Introduction

The El Niño-Southern Oscillation (ENSO) is the most dominant forcing factor of inter-annual climate variability1,2,3. ENSO can greatly influence the climate in the tropics as well as more remote regions, including East Asia and even the mid-latitudes4,5. Its phase and amplitude can provide a foundation for regional climate forecasts6. Many seasonal prediction schemes are constructed based on information about sea surface temperature (SST)7 due to its important role in inciting low-frequency atmospheric changes1,8. For example, skilful forecasts of the Indian summer monsoon rainfall can be obtained based on global SST evolution at long lead times9. Some studies have also reported that regional climate variability can be influenced by local SST changes10,11. It is clear that SST is one of the key parameters when considering seasonal to inter-annual climate variations12.

Because of their importance, the ENSO phenomenon and global SST changes are constantly monitored by most operational centres. Some centres, including the Japan Meteorological Administration (JMA), National Centers for Environmental Prediction (NCEP), Korean Meteorological Administration (KMA), Australian Government Bureau of Meteorology (BoM), APEC Climate Center (APCC) and others, even provide forecasts of their evolution and the associated climate anomalies. Although numerous studies of the predictability of ENSO and its climate impacts have been conducted, the possible roles of the intensity and type of ENSO on SST predictions are still not well established. It has been found that a model’s skill at ENSO prediction is higher during El Niño/La Niña than in normal periods13. In fact, ENSO is better predicted during its growth than during its decay phase. It is also known that ENSO predictability has seasonal dependency by the phase locking of the ENSO to the annual cycle;14 for instance, its evolution is more difficult to predict in boreal spring (the so-called “spring predictability barrier”)15. Recently, a new type of ENSO has been discovered that differs from the canonical type.
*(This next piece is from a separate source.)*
PR #575, opened 2015-02-14
Event Log Target unit tests improvement

ilya-g:
I've noticed that EventLogTarget tests run relatively slow on my machine: approximately 5 sec per every test in the `EventLogTargetTests` fixture.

Known as the central-Pacific El Niño/El Niño Modoki, its warm phase is characterized by anomalous SST warming over the central Pacific, rather than over the far eastern Pacific16,17. The climate impacts of ENSO Modoki are also decidedly different from those of typical canonical ENSO events18,19,20,21,22. However, relatively few studies have addressed the predictability of ENSO, and SST predictability in general, based on the strength and type of ENSO using coupled general circulation models (CGCM)23,24. Hence, it is very important to consider how seasonal climate predictability might depend on the occurrence of different types of ENSO.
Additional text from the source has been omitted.